▶ Work item: Output should begin at the line holding "Add a style guide for Objective-c" and end at the last line of the entries; print those lines verbatim and no others.

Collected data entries
--- START ---
PR #898, opened 2021-07-07
srseng_test_db.importjson and paradigms

andrewdotn:
This PR updates the demo version of the Tsuut’ina dictionary to work with the latest database structure, and includes a small test dictionary.


eddieantonio (commented):
THIS IS A HALF-REVIEW. I'll get to the second half tomorrow morning, but didn't want a bunch of pending review comments just... hanging out here.

munge/srseng/dictionary.ts
```diff
@@ -0,0 +1,245 @@
...
+  assignSlugs() {
+    const used = new Set<string>();
+    for (const e of this._entries) {
+      if (!(e instanceof DictionaryEntry)) {
+        continue;
+      }
+
+      if (e.slug) {
+        assert(used.has(e.slug));
+        used.add(e.slug);
```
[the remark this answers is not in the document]
andrewdotn: Yeah I agree that totally doesn’t make sense.

munge/srseng/util.ts
```diff
@@ -0,0 +1,172 @@
...
+  }
+  return ret;
+}
+
+/**
+ * Load a TSV file containing a header row, and return an array consisting of
+ * one {$header: value, …} object for each row.
+ */
+export async function loadTsvFile(path: string) {
+  const contents = (await readFile(path)).toString();
```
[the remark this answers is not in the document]
andrewdotn: I … did not know readFile could take an encoding arg! That is super-useful, thanks!

I generally avoid all `*Sync` calls in case the code gets used in, or copied-and-pasted into, async/server code that would then block.

munge/srseng/util.ts
```diff
@@ -0,0 +1,172 @@
...
+ */
+function toBaseCharacters(s: string) {
+  // remove combining characters
+  s = s.normalize("NFD").replace(combiningRegExp, "$1");
+  s = [...s]
+    .map((c) => {
+      switch (c) {
+        // Characters without combining decompositions. You could partly
+        // automate building a table of these by looking for unicode characters
+        // named “LATIN (SMALL|CAPITAL) LETTER X WITH ___”
```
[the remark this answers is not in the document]
andrewdotn: How do I report errata in that errata document?

> this is encoded as [a] single character

munge/srseng/dictionary.ts
```diff
@@ -0,0 +1,245 @@
...
+    if (existing) {
+      return existing;
+    }
+
+    const entry = new DictionaryEntry();
+
+    if (/^\p{Combining_Mark}/u.test(text.normalize())) {
+      console.log(
+        `Warning: ${JSON.stringify(text)} begins with a combining character`
+      );
```
eddieantonio, line 187: Does this happen often...?

munge/srseng/toimportjson.ts
```diff
@@ -0,0 +1,99 @@
...
+      let [_prefixTags, _lemma, suffixTags] = analyses[0];
+      entry.analysis = analyses[0];
+
+      if (suffixTags.includes("+V") && suffixTags.includes("+I")) {
+        entry.paradigm = "VI";
+      } else if (suffixTags.includes("+V") && suffixTags.includes("+T")) {
+        entry.paradigm = "VT";
+      } else if (suffixTags.includes("+V") && suffixTags.includes("+D")) {
+        entry.paradigm = "VD";
+      }
```
eddieantonio, line 90: Else it doesn't have a paradigm?

eddieantonio (approved):
Just a few minor confusing parts, but other than that, looks okay!

munge/srseng/util.ts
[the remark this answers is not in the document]
dwhieb: I never thought to wrap an `(await func())` call like this so I could chain off it... \*files this tactic away\*

munge/package.json
```diff
@@ -0,0 +1,19 @@
...
+    "prettier": "^2.3.2",
+    "sucrase": "^3.19.0"
+  },
+  "devDependencies": {
+    "@types/node": "^15.14.0",
+    "@types/prettier": "^2.3.1",
+    "chai": "^4.3.4",
+    "mocha": "^9.0.1",
+    "typescript": "^4.3.5"
+  }
```
dwhieb, line 18: What's the basis for distinguishing prod vs. dev dependencies for this package? I would have assumed they'd all be dev dependencies, since none of them get used in production code.

munge/srseng/dictionary.ts
```diff
@@ -0,0 +1,245 @@
...
+    }
+    for (const k of this.senses) {
+      if (k.definition === definition) {
+        return;
+      }
+    }
+    this.senses.push({ definition, sources: ["OS"] });
+  }
+
+  fstLemma() {
```
dwhieb, line 34: Just a thought:

```suggestion
  get fstLemma() {
```

munge/srseng/dictionary.ts
```diff
@@ -0,0 +1,245 @@
...
+};
+
+export class Dictionary {
+  /**
+   * FST tags which distinguish the lexeme, e.g., +N and +V, as opposed to tags
+   * that distinguish the wordform within a lexeme, e.g., +Sg and +Pl.
+   */
+  readonly lexicalTags: Set<string>;
+  _entries: (DictionaryEntry | Wordform)[];
+  _byText: Map<string, DictionaryEntry>;
```
dwhieb, line 58: [Private class fields](https://github.com/tc39/proposal-class-fields) are stable in Node [as of v14](https://node.green/#ES2022-features-instance-class-fields), if that tickles your fancy.

```suggestion
  #entries = (DictionaryEntry | Wordform)[];
  #byText = Map<string, DictionaryEntry>;
```

munge/srseng/dictionary.ts
```diff
@@ -0,0 +1,245 @@
...
+
+  constructor(lexicalTags: string[]) {
+    this.lexicalTags = new Set(lexicalTags);
+    this._entries = [];
+    this._byText = new Map();
```
dwhieb, line 63: These would be:

```suggestion
    this.#entries = [];
    this.#byText = new Map();
```

munge/srseng/dictionary.ts
```diff
@@ -0,0 +1,245 @@
...
+  }
+
+  // This is a quick-and-dirty version; the git history has a slug_disambiguator
+  // function with a fairly general-purpose algorithm that could be ported to
+  // js.
```
dwhieb, line 68: 👍🏼

munge/srseng/dictionary.ts
```diff
@@ -0,0 +1,245 @@
...
+      );
+    }
+
+    entry.head = text;
+    this._entries.push(entry);
+    this._byText.set(text, entry);
+    return entry;
+  }
+
+  toJson() {
```
dwhieb, line 196: Are you intentionally avoiding `toJSON()` here? If you call this method `toJSON()` you can then call `JSON.stringify()` on any Dictionary instance and it'll behave as expected:

https://developer.mozilla.org/en-US/docs/Web/JavaScript/Reference/Global_Objects/JSON/stringify#description

munge/srseng/dictionary.ts
```diff
@@ -0,0 +1,245 @@
...
+    // replace non-lemmas with wordform referring to lemmas
+    for (const [key, entries] of byFstLemmaAndLexicalTags.entries()) {
+      const { fstLemma } = JSON.parse(key);
+      const lemmaEntry = minBy(entries, (e) =>
+        stringDistance(fstLemma, e.head!)
+      );
+      assert(lemmaEntry);
+
+      // FIXME: don’t overwrite the lemma headword; requires dictionary code to
+      // first support having headword ≠ FST lemma
```
dwhieb, line 139: 💯

munge/srseng/toimportjson.ts
```diff
@@ -0,0 +1,99 @@
+import { execIfMain } from "execifmain";
+import { writeFile } from "fs/promises";
+import { Command } from "commander";
+import { join as joinPath, resolve as resolvePath } from "path";
+import { loadTsvFile } from "./util";
+import { Dictionary } from "./dictionary";
+import { Transducer } from "hfstol";
```
dwhieb, line 7: 😍

munge/srseng/toimportjson.ts
```diff
@@ -0,0 +1,99 @@
...
+
+const RESOURCE_DIR = resolvePath(
+  __dirname,
```
dwhieb, line 10: Since this is an ES module wouldn't this be undefined?

munge/srseng/toimportjson.ts
```diff
@@ -0,0 +1,99 @@
...
+);
+
+// TODO: the FST should recognize these forms directly, even if only in relaxed
+// mode.
+function headwordToFstLemma(headword: string) {
+  return headword
+    .replace(/[ā]/g, "a")
+    .replace(/[ī]/g, "i")
+    .replace(/[ū]/g, "u")
+    .replace(/[ō]/g, "o");
```
dwhieb, line 32: Just curious: Can you explain why you bracket these characters in the regex even though they're only 1 character? Is that just a preferred convention?

dwhieb (approved):
Looks great! This'll be a great starting point for me when I start processing Tsuut'ina too.

munge/package.json
andrewdotn: For this sort of command-line stuff, the distinction I try to use is dev-stuff/build-time stuff, vs. stuff needed to run the end product. So `typescript` and `mocha` and all the `@types/` stuff would be dev dependencies, while `commander` is a normal dependency since it’s used at run time.

This can be useful when the transpiled code is deployed to a server to run as a backend. Then you save some time and disk space on the install, and may have a smaller security footprint as well.

I realize I haven’t actually followed that well in this particular `package.json`; I will clean that up.

munge/srseng/dictionary.ts
andrewdotn: Thanks for the suggestion. I’m not sold on private class fields; I can’t use them as a general replacement for `_` variables because private class fields can’t be accessed from subclasses, and sometimes I create subclasses that need to access internal variables of the superclass(es).

TypeScript has `private` and `protected` keywords that I could use if I wanted more protection here. Those keywords aren’t enforced at runtime, and there are workarounds, but TypeScript will ddefinitely complain if you accidentally violate them. Even those keywords normally don’t seem worth the effort for what I’m usually doing.

munge/srseng/dictionary.ts
andrewdotn: Only twice, but it’s hard to spot because the combining dot goes on the `"` at the start of the JSON string, and my terminal doesn’t show that well at all.

munge/srseng/toimportjson.ts
andrewdotn: No, that’s just some leftover thing; I either originally started with more source characters in the square brackets, and didn’t remove the brackets when only a single character was left.

munge/srseng/dictionary.ts
andrewdotn: No, not intentionally avoiding; this method does a lot more than just returning a JSON representation, so I will rename it.

munge/srseng/toimportjson.ts
andrewdotn: I did get this working as an ES module, but the level of complexity and brittleness involved in doing so made me decide it wasn’t worth it, and I went back to having TypeScript emit CommonJS instead.

src/crkeng/site/settings.py
```diff
@@ -35,6 +35,8 @@
 STRICT_ANALYZER_FST_FILENAME = "crk-strict-analyzer-for-dictionary.hfstol"
 RELAXED_ANALYZER_FST_FILENAME = "crk-relaxed-analyzer-for-dictionary.hfstol"
 
+MORPHODICT_SUPPORTS_AUTO_DEFINITIONS = True
```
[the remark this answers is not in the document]
andrewdotn: My current thinking is that all the documentation comments for morphodict settings should go into `morphodict.site.settings`, instead of being duplicated in different language-specific files.  I’ve documented the option and set the default there.

andrewdotn:
I’ve made a fair number of changes to this PR, largely in response by getting a much faster FST. Would anyone like to do additional review before I merge it?

eddieantonio (approved):
Looking good!

PR #901, opened 2021-07-07
fix: nêhiyawêwin relabellings current orthography

eddieantonio:
# What's in this PR?

If you choose to see labels in Cree, the labels are now in the selected orthography as well!

localhost_8000_word_nip%C3%A2w_(iPhone 5_SE) (1)
localhost_8000_word_nip%C3%A2w_(iPhone 5_SE)

---

There are a few refactors for the morphodict Orthography subsystem. I think it could use some more work (like an integration with the Preference subsystem), but these changes will do for now!


nienna73 (approved):
Nice

aarppe:
Note that this takes us some distance towards having nêhiyawêwin as the interface language, in that I've considered the various (re)labelings as part of the interface rather than as the central linguistic nêhiyawêwin content.

Issue #701, opened 2021-03-17
English search word resulting in Cree words being analyzed


aarppe:
When searching for the English word _fox_, one of the results, _mahkêsis_, gets analyzed in the process as a diminutive, which it is, but it's not obvious that is actually the desired behavior, cf.

<img width="452" alt="image" src="https://user-images.githubusercontent.com/15003407/111401552-1d014580-868f-11eb-9abf-2fd0bad43aa1.png">

The extra step of analyzing the Cree results that match the English search term is not necessarily what one would expect. In contrast, when searching with the Cree word _mahkêsis_, that is when one would except an analysis of the form as a diminutive, cf.

<img width="462" alt="image" src="https://user-images.githubusercontent.com/15003407/111401875-c3e5e180-868f-11eb-9434-e69d585c75b6.png">

eddieantonio:
There is no re-analysis. Rather, these are matching _two different entries_. Try https://itwewina.altlab.app/search?q=fox+verbose%3A1

The first result has this match data:

```json
{
  "is_lemma": true,
  "wordform_length": 8,
  "target_language_keyword_match": [
    "fox"
  ],
  "source_language_keyword_match": [],
  "morpheme_ranking": 17.7045,
  "cosine_vector_distance": 0.0,
  "relevance_score": 0.08904526406835
}
```

The second result has this:

```json
{
  "is_lemma": false,
  "wordform_length": 8,
  "target_language_keyword_match": [
    "fox"
  ],
  "source_language_keyword_match": [],
  "morpheme_ranking": 17.7045,
  "cosine_vector_distance": 0.0,
  "relevance_score": 0.08904526406835
}
```

It's matching **two different entries**:

```sql
$ sqliite3 db.sqlite3
SELECT id, text, is_lemma, raw_analysis FROM lexicon_wordform;
```

Yields:

| id | text | is_lemma | raw_analysis |
|-:|-|-|-|
| 312392 | mahkêsîs | 0 | `[[], "mahkêsiw", ["+N", "+A", "+Der/Dim", "+N", "+A", "+Sg"]]` |
| 1083977 | mahkêsîs | 1 | `[[], "mahkêsîs", ["+N", "+A", "+Sg"]]` |

Both the readings exist as entries in the database, I believe **because the FST generates both analyses**. Should we be creating entries for +Der/Dim elements that already have entries in the database?

PR #903, opened 2021-07-08
fix: do not run CVD if query looks like Cree

### LINKED ISSUE #897: Typo in search yields nonsensical results
A search with a mis-spelled preverb shows some strange search results:

screenshot 2021-07-06 at 20 47 34

eddieantonio:
# What's in this PR?

The Google vectors have surprising things that may match strangely with Cree queries. So just don't do a CVD search!

Fixes #897
See also: https://github.com/giellalt/lang-crk/issues/31

### DIFF
--- a/src/CreeDictionary/API/search/core.py
+++ b/src/CreeDictionary/API/search/core.py
@@ -69,10 +69,27 @@ class SearchRun:
         return [r.serialize() for r in results]
 
     def add_verbose_message(self, message=None, **messages):
-        assert message is not None or messages
+        """
+        Add any arbitrary JSON-serializable data to be displayed to the user at the
+        top of the search page, if a search is run with verbose:1.
+
+        Protip! Use keyword arguments as syntactic sugar for adding a dictionary, e.g.,
+
+            search_run.add_verbose_message(foo="bar")
+
+        Will appear as:
+
+        [
+            {"foo": "bar"}
+        ]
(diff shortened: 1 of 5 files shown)


src/CreeDictionary/API/search/core.py
```diff
@@ -69,10 +69,27 @@ def serialized_presentation_results(self):
...
+        Protip! Use keyword arguments as syntactic sugar for adding a dictionary, e.g.,
+
+            search_run.add_verbose_message(foo="bar")
+
+        Will appear as:
+
+        [
+            {"foo": "bar"}
+        ]
+        """
```
nienna73, line 85: Thanks for documenting this!

nienna73 (approved):

aarppe:
I'm wondering whether this is at least partially connected with #701?

eddieantonio:
> I'm wondering whether this is at least partially connected with #701?

Not at all. This problem solves the issue of Cree being erroneously interpretted as English, and then an English cosine vector distance search gets made and matches a spurious, non-sensical vector (i.e., ê and pim are vectors in the Google News corpus).

#701 is not clear to me is actually an issue of Cree words being reanalyzed. It seems like "fox" is matching the auto-definition of "mâhkêsis" which is "a little fox". This is an accurate match! The results are presented strangely though.

PR #908, opened 2021-07-13
Drop old API_* database tables

andrewdotn:
The equivalent data is now in new lexicon_* tables instead.


eddieantonio (approved):
HECK YES!

PR #909, opened 2021-07-13
Allow label edits without restarting server

andrewdotn:
This PR:

  - changes the `LABELS` global to a `@cache`d function, so that label
    edits can be viewed during development without restarting the server

  - removes several cached bits stored in the importjson that can be
    computed from labels

  - restores a little bit of previously-deleted code required for that to
    work

### DIFF
--- a/src/CreeDictionary/API/search/presentation.py
+++ b/src/CreeDictionary/API/search/presentation.py
@@ -171,14 +171,13 @@ def get_emoji_for_cree_wordclass(word_class: Optional[str]) -> Optional[str]:
 
     def to_fst_output_style(value):
         if value[0] == "N":
-            return "+" + "+".join(list(value.upper()))
+            return list(value.upper())
         elif value[0] == "V":
-            return "+" + "+".join(["V", value[1:].upper()])
+            return ["V", value[1:].upper()]
         else:
-            return "+" + value.title()
+            return [value.title()]
 
-    fst_tag_str = to_fst_output_style(word_class).strip("+")
-    tags = [FSTTag(t) for t in fst_tag_str.split("+")]
+    tags = to_fst_output_style(word_class)
     return read_labels().emoji.get_longest(tags)
 
 
--- a/src/CreeDictionary/API/search/presentation.py
+++ b/src/CreeDictionary/API/search/presentation.py
@@ -114,15 +114,17 @@ def serialize_wordform(wordform) -> SerializedWordform:
         if inflectional_category := wordform.linguist_info.get(
             "inflectional_category", None
         ):
-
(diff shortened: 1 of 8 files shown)


src/CreeDictionary/API/search/presentation.py
```diff
@@ -141,7 +158,28 @@ def safe_partition_analysis(analysis: ConcatAnalysis):
...
+
+    def to_fst_output_style(value):
+        if value[0] == "N":
+            return "+" + "+".join(list(value.upper()))
+        elif value[0] == "V":
+            return "+" + "+".join(["V", value[1:].upper()])
+        else:
+            return "+" + value.title()
+
+    fst_tag_str = to_fst_output_style(word_class).strip("+")
```
eddieantonio, line 180: Why prepend `"+"` to all of these and then call `.strip("+")` on the return?

src/CreeDictionary/CreeDictionary/templatetags/relabelling.py
```diff
@@ -19,11 +19,14 @@
...
-    "nehiyawewin": LABELS.cree,
-}
+
+def label_setting_to_relabeller():
+    labels = read_labels()
+    return {
+        "english": labels.english,
+        "linguistic": labels.linguistic_short,
+        "nehiyawewin": labels.cree,
+    }
```
eddieantonio, line 29: Nitpick, but I think it's better to pass in the label setting rather than return a dictionary that will be instantly accessed exactly once, i.e.,

```suggestion
def label_setting_to_relabeller(label_setting: str):
    labels = read_labels()
    return {
        "english": labels.english,
        "linguistic": labels.linguistic_short,
        "nehiyawewin": labels.cree,
    }[label_setting]
```

[...]

src/CreeDictionary/CreeDictionary/templatetags/relabelling.py
```diff
@@ -37,7 +40,7 @@ def relabel(context: Context, tags: Sequence[FSTTag], labels=None):
     else:
         label_setting = labels
 
-    relabeller = label_setting_to_relabeller[label_setting]
+    relabeller = label_setting_to_relabeller()[label_setting]
```
eddieantonio, line 43: If accepting the previous suggestion:

```suggestion
    relabeller = label_setting_to_relabeller(label_setting)
```

eddieantonio (approved):
This is great! Just one confusing part for me and one nitpicky suggestion.

src/CreeDictionary/API/search/presentation.py
andrewdotn: Thanks for pointing this out; I just brought back the code from the git history without looking carefully at what it was doing.

PR #910, opened 2021-07-13
Use speech-db's bulk search API

eddieantonio:
**Requires UAlbertaALTLab/recording-validation-interface#229 to be merged into `production`**

### DIFF
--- a/cypress/integration/recordings.spec.js
+++ b/cypress/integration/recordings.spec.js
@@ -6,11 +6,11 @@ context("Recordings", function () {
     it("should display for words", () => {
       cy.intercept("https://speech-db.altlab.app/api/bulk_search?*", {
         fixture: "recording/bulk_search/wâpamêw.json",
-      }).as("bulk-search");
+      }).as("bulkSearch");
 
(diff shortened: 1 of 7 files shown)


cypress/integration/recordings.spec.js
```diff
@@ -15,23 +20,20 @@ context("Recordings", function () {
...
-      cy.visitSearch("wâpamêw");
-      cy.contains("a", "wâpamêw").click();
-      cy.url().should("contain", "/word/");
-
-      // TODO: we should stub a network request,
-      // but Cypress can't deal with fetch() requests :/
-      // It has to use a polyfill, but for various reasons,
-      // that's annoying and brittle
-      //  (e.g., if the URL changes, the polyfill needs
-      //   to be re-enabled).
```
eddieantonio, line 31: The Cypress version we were using originally did not support stubbing these requests, however, the current version has `cy.intercept()` that _does_ work with `fetch()` requests!

nienna73 (approved):
Bulk API is live: https://speech-db.altlab.app/api/bulk_search?q=min%C3%B4s

PR #916, opened 2021-07-16
Docs index

andrewdotn:


docs/index.rst
```diff
@@ -6,13 +6,45 @@
...
+  descriptions.
+
 .. toctree::
    :maxdepth: 2
    :caption: Contents:
 
-   paradigm-layouts
-   ci
-   developers-guide
+   # TOOD: add conceptual
```
dwhieb, line 42:
```suggestion
   # TODO: add conceptual
```

A comment here doesn't mess up the list of files to include in toctree?

dwhieb (approved):
One tiny question, otherwise looks good! I'll follow up with more revisions in another PR soon.

docs/glossary.md
```diff
@@ -7,6 +7,7 @@ to describing certain languages.
 
 ## Terms
 
+<!-- https://myst-parser.readthedocs.io/en/latest/syntax/syntax.html#syntax-directives -->
```
dwhieb, line 10: 👍🏻

docs/index.rst
andrewdotn: `toctree` seems to ignore it but you’re right it’s not valid syntax, so I’ve removed it

PR #150, opened 2018-12-18
[No JIRA] Bump deployment target to iOS 10 🙌

k0nserv:


UNRELEASED.md
```diff
@@ -1,2 +1,4 @@
 # Unreleased
 
+**Breaking:**
+  + Bumbed deployment target to iOS 10.0.
```
shaundon:
```suggestion
  + Bumped deployment target to iOS 10.0.
```

shaundon:
Looks good once CI is happy!

UNRELEASED.md
k0nserv: I've been making this mistake since I learned to write. It's a classic Hugo

PR #153, opened 2018-12-18
Improvements to the Calendar component

tevelee:
based on 
https://gojira.skyscanner.net/browse/STARK-1771


shaundon:
So sorry for the long delay with this, it wasn't our intention to leave this unreviewed for such a long time.

Couple of things:

1) I had to remove the `testCalendarWithoutSelection` snapshot as it would cause a build fail if it was run on a different day than when the test was last generated, because it always highlights the current day. So for example if the snapshot has '1' highlighted and we run it on the 3rd, the snapshot changes and the build fails. I wasn't sure how to fix it so I removed the test as a quick fix in https://github.com/Skyscanner/backpack-ios/pull/155. As this PR still contains that snapshot it's conflicting so it'll need to be removed (or you could change the test can be fixed to mock `calendar.today` 😇 )

2. The behaviour of the year pill feels a bit off to me. It doesn't appear until I stop scrolling, then stays on screen forever, then disappears again as soon as I stop scrolling. Could you check that this is working correctly? I've attached a video below.

[Kapture 2019-01-11 at 14.45.32.mp4.zip](https://github.com/Skyscanner/backpack-ios/files/2750047/Kapture.2019-01-11.at.14.45.32.mp4.zip)

shaundon:
@tevelee just making sure you've seen this ⬆️ 😇

tevelee:
I'll close this and let @Szabadember to continue calendar improvements

PR #161, opened 2019-01-22
[No JIRA] Fix build issue for framework changes

k0nserv:
Previously the new Xcode build system caused development pods not to
correctly rebuild when changes were made to the source. This required a
clean build for each change.
See: https://github.com/CocoaPods/CocoaPods/issues/8073

With this chagne we adopt a new CocoaPods option
`disable_input_output_paths: true` which resolves this issue while still
staying on the new build system.

See: https://github.com/CocoaPods/CocoaPods/pull/8105


georgegillams:
YOU LEGEND!

Thank you

PR #173, opened 2019-02-07
[NO-JIRA] Fix button disabled style

georgegillams:
Setting title after disabling the button causes the attributed to be set with the wrong text color.
I have modified `currentContentColor` to return the disabled content color if disabled.

I have also changed the background color for disabled link buttons as it should be invisible, but was white.

### DIFF
--- a/Backpack/Button/Classes/BPKButton.m
+++ b/Backpack/Button/Classes/BPKButton.m
@@ -47,52 +47,52 @@ NS_ASSUME_NONNULL_BEGIN
 
 - (instancetype)initWithSize:(BPKButtonSize)size style:(BPKButtonStyle)style {
     self = [super initWithFrame:CGRectZero];
-
+    
     if (self) {
         [self setupWithSize:size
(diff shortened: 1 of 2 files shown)


Backpack/Button/Classes/BPKButton.m
```diff
@@ -509,7 +512,7 @@ - (void)setLinkStyleWithColor:(UIColor *)color {
 }
 
 - (void)setDisabledStyle {
-    UIColor *backgroundColor = (self.style == BPKButtonStyleLink || self.style == BPKButtonStyleOutline) ? BPKColor.white : BPKColor.gray100;
+    UIColor *backgroundColor = self.style == BPKButtonStyleLink ? [UIColor colorWithWhite:1 alpha:0] : (self.style == BPKButtonStyleOutline ? BPKColor.white : BPKColor.gray100);
```
k0nserv: Use `UIColor.clearColor` instead

PR #175, opened 2019-02-11
Add a style guide for Objective-c

k0nserv:


georgegillams:
Is this only enforced by hand? Seems like the sort of thing that could easily be passed over??

k0nserv:
There are no good tools to enforce this stuff automatically I believe. We can have a deeper look, but I think the state is just a bit 🤷‍♂️

PR #176, opened 2019-02-12
[BPK-1942] Update panel text to match other platforms

shaundon:
Tweaked the constraints to make them look ok with this increased text, too.


shaundon:
Good catch, now done. I'm getting the hang of applying constraints now!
--- END ---
▶ Exercise response:
Add a style guide for Objective-c

k0nserv:


georgegillams:
Is this only enforced by hand? Seems like the sort of thing that could easily be passed over??

k0nserv:
There are no good tools to enforce this stuff automatically I believe. We can have a deeper look, but I think the state is just a bit 🤷‍♂️

PR #176, opened 2019-02-12
[BPK-1942] Update panel text to match other platforms

shaundon:
Tweaked the constraints to make them look ok with this increased text, too.


shaundon:
Good catch, now done. I'm getting the hang of applying constraints now!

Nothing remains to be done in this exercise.